"""
PR #1791, opened 2018-11-24
xmlClass function

daniel3735928559:
Resurrecting #507, and possibly a part of #1437 in the current architecture (which, by the way, is very pleasant to work with--thanks for your work on that).

These changes might be somewhat naive--I've just added `xmlClass` as new function (as I did in 507), this time by putting a new file in src/functions/. As I understand it there might be some mechanism for doing this from contrib instead (since it is not standard LaTeX), and additionally something enabling it only in certain non-strict/unsafe modes (since there might be XSS concerns), but that suspicion is just from reading various discussions and I could not find any documentation to elaborate. In particular, I don't claim that this is the final form the change should take, but would like to restart this discussion here.


daniel3735928559:
Referencing the discussion on #1792, it is unclear to me how to access the KaTeX internal objects currently used by this code from contrib.  Currently, these are: 

* `defineFunction` and `ordargument` from defineFunction.js
* `buildCommon` from buildCommon.js
* `mathMLTree` from mathMLTree.js
* buildHTML.js
* buildMathML.js

Some of these like `defineFunction` I can expose as `katex.__defineFunction`, which seems consistent with the mhchem example. And indeed, an approach is just to likewise expose all the other functions I need through `katex`. I'm happy to do this, but am skeptical that exposing more fragile internal interfaces is a good idea and so am curious what the recommended approach would be?

(For instance, some, like `ordargument`, I could in principle just reimplement, and some may be accessible by object spelunking, although I didn't identify any obvious paths.)

ylemkimon:
`\class` in #1437 seems to have the same function as `\xmlClass`. We're planning to include it in non-strict mode, but as there is security issues involved and I'm working on refactoring the parser, I'd like to work on those first.

kevinbarabash:
One benefit of implementing this as an extension is as that it side-steps some of the requires of having to check whether the user is using the strict setting or not.

> And indeed, an approach is just to likewise expose all the other functions I need through katex. I'm happy to do this, but am skeptical that exposing more fragile internal interfaces is a good idea and so am curious what the recommended approach would be?

I think in the short term this is probably the way to go.  In the future though, we'd like to:
- have an intermediate representation between the TeX AST and the HTML tree
- standardize our DOM tree possibly using HAST or something very similar

The latter would all you to generate DOM node data structures without having to import our helper functions.

> (For instance, some, like ordargument, I could in principle just reimplement, and some may be accessible by object spelunking, although I didn't identify any obvious paths.)

This seems just as fragile with the added disadvantage of being less explicit about depending on internal data structures.

kevinbarabash:
Closing in preference of #2082.

PR #1792, opened 2018-11-24
Nop function

daniel3735928559:
Add a `\nop` function which creates a zero-width element that doesn't render at all and doesn't affect the spacing of anything else, but does exist in the DOM. As with #1791 this is probably better suited to contrib. 

This is useful (along with `\xmlClass`) in the hack I've done to get a caret working in my [WYSIWYG editor project](https://github.com/daniel3735928559/guppy).  As I maintain that project, it would be useful to have these changes upstream so that I don't have to maintain a modified KaTeX.  They both seem generic enough that they might be useful for others also.  

Alternatively, if there are plans for a plugin system, that could make sense as well.  At any rate, the changes I have to maintain are now relatively contained (no more changes to buildHTML, e.g.), so thanks again for that!


kevinbarabash:
Given the non-standard nature of this command I'd suggest reworking this PR to provide `\nop` as an extension in the contrib folder.  Please see contrib/mhchem as an example.  You'll also need to expose classes from mathMLTree.js in a similar way to how domTree.js classes are exposed on the `katex` object.  Instead of `__domTree` could you add a `__mathMLTree`.  You should then be able to write `\nop` as an extension.

daniel3735928559:
Apologies--After some further Googling, `\hspace{0pt}` actually accomplishes exactly the same thing in standard LaTeX and, in KaTeX, behaves exactly like this extension at the DOM level.  In particular, this PR is entirely redundant with existing functionality, thus I will close and only need #1791. Is that also preferred to be in contrib?

kevinbarabash:
@daniel3735928559 #1791 would be better in contrib as well.

PR #1793, opened 2018-11-24
Remove double encoding in MathML, and unescape escaped text

### LINKED ISSUE #1782: katex.render double encodes HTML entities in MathML
`katex.render` double encodes HTML entities in MathML. For example, the following formula:

```latex
x < y
```

Produces an element with the following MathML:

```html
<math>
  <semantics>
    <mrow><mi>x</mi><mo>&amp;lt;</mo><msup><mi>y</mi><mn>2</mn></msup></mrow>
    <annotation encoding=\"application/x-tex\">x &amp;lt; y^2</annotation>
  </semantics>
</math>
```

`&amp;lt;` is produced, `&lt;` is expected.

`katex.renderToString` is not affected by the issue (`element.innerHTML = katex.renderToString` produces expected output).

edemaine:
Fix #1782 by changing `toNode()` to not call `toText()` which would use `utils.escape()` in some cases.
"""
**ACTION ITEM**
Using the exact wording, write out all of the records.

**SOLUTION TO THE PROBLEM**
PR #1791, opened 2018-11-24
xmlClass function

daniel3735928559:
Resurrecting #507, and possibly a part of #1437 in the current architecture (which, by the way, is very pleasant to work with--thanks for your work on that).

These changes might be somewhat naive--I've just added `xmlClass` as new function (as I did in 507), this time by putting a new file in src/functions/. As I understand it there might be some mechanism for doing this from contrib instead (since it is not standard LaTeX), and additionally something enabling it only in certain non-strict/unsafe modes (since there might be XSS concerns), but that suspicion is just from reading various discussions and I could not find any documentation to elaborate. In particular, I don't claim that this is the final form the change should take, but would like to restart this discussion here.


daniel3735928559:
Referencing the discussion on #1792, it is unclear to me how to access the KaTeX internal objects currently used by this code from contrib.  Currently, these are: 

* `defineFunction` and `ordargument` from defineFunction.js
* `buildCommon` from buildCommon.js
* `mathMLTree` from mathMLTree.js
* buildHTML.js
* buildMathML.js

Some of these like `defineFunction` I can expose as `katex.__defineFunction`, which seems consistent with the mhchem example. And indeed, an approach is just to likewise expose all the other functions I need through `katex`. I'm happy to do this, but am skeptical that exposing more fragile internal interfaces is a good idea and so am curious what the recommended approach would be?

(For instance, some, like `ordargument`, I could in principle just reimplement, and some may be accessible by object spelunking, although I didn't identify any obvious paths.)

ylemkimon:
`\class` in #1437 seems to have the same function as `\xmlClass`. We're planning to include it in non-strict mode, but as there is security issues involved and I'm working on refactoring the parser, I'd like to work on those first.

kevinbarabash:
One benefit of implementing this as an extension is as that it side-steps some of the requires of having to check whether the user is using the strict setting or not.

> And indeed, an approach is just to likewise expose all the other functions I need through katex. I'm happy to do this, but am skeptical that exposing more fragile internal interfaces is a good idea and so am curious what the recommended approach would be?

I think in the short term this is probably the way to go.  In the future though, we'd like to:
- have an intermediate representation between the TeX AST and the HTML tree
- standardize our DOM tree possibly using HAST or something very similar

The latter would all you to generate DOM node data structures without having to import our helper functions.

> (For instance, some, like ordargument, I could in principle just reimplement, and some may be accessible by object spelunking, although I didn't identify any obvious paths.)

This seems just as fragile with the added disadvantage of being less explicit about depending on internal data structures.

kevinbarabash:
Closing in preference of #2082.

PR #1792, opened 2018-11-24
Nop function

daniel3735928559:
Add a `\nop` function which creates a zero-width element that doesn't render at all and doesn't affect the spacing of anything else, but does exist in the DOM. As with #1791 this is probably better suited to contrib. 

This is useful (along with `\xmlClass`) in the hack I've done to get a caret working in my [WYSIWYG editor project](https://github.com/daniel3735928559/guppy).  As I maintain that project, it would be useful to have these changes upstream so that I don't have to maintain a modified KaTeX.  They both seem generic enough that they might be useful for others also.  

Alternatively, if there are plans for a plugin system, that could make sense as well.  At any rate, the changes I have to maintain are now relatively contained (no more changes to buildHTML, e.g.), so thanks again for that!


kevinbarabash:
Given the non-standard nature of this command I'd suggest reworking this PR to provide `\nop` as an extension in the contrib folder.  Please see contrib/mhchem as an example.  You'll also need to expose classes from mathMLTree.js in a similar way to how domTree.js classes are exposed on the `katex` object.  Instead of `__domTree` could you add a `__mathMLTree`.  You should then be able to write `\nop` as an extension.

daniel3735928559:
Apologies--After some further Googling, `\hspace{0pt}` actually accomplishes exactly the same thing in standard LaTeX and, in KaTeX, behaves exactly like this extension at the DOM level.  In particular, this PR is entirely redundant with existing functionality, thus I will close and only need #1791. Is that also preferred to be in contrib?

kevinbarabash:
@daniel3735928559 #1791 would be better in contrib as well.

PR #1793, opened 2018-11-24
Remove double encoding in MathML, and unescape escaped text

### LINKED ISSUE #1782: katex.render double encodes HTML entities in MathML
`katex.render` double encodes HTML entities in MathML. For example, the following formula:

```latex
x < y
```

Produces an element with the following MathML:

```html
<math>
  <semantics>
    <mrow><mi>x</mi><mo>&amp;lt;</mo><msup><mi>y</mi><mn>2</mn></msup></mrow>
    <annotation encoding=\"application/x-tex\">x &amp;lt; y^2</annotation>
  </semantics>
</math>
```

`&amp;lt;` is produced, `&lt;` is expected.

`katex.renderToString` is not affected by the issue (`element.innerHTML = katex.renderToString` produces expected output).

edemaine:
Fix #1782 by changing `toNode()` to not call `toText()` which would use `utils.escape()` in some cases.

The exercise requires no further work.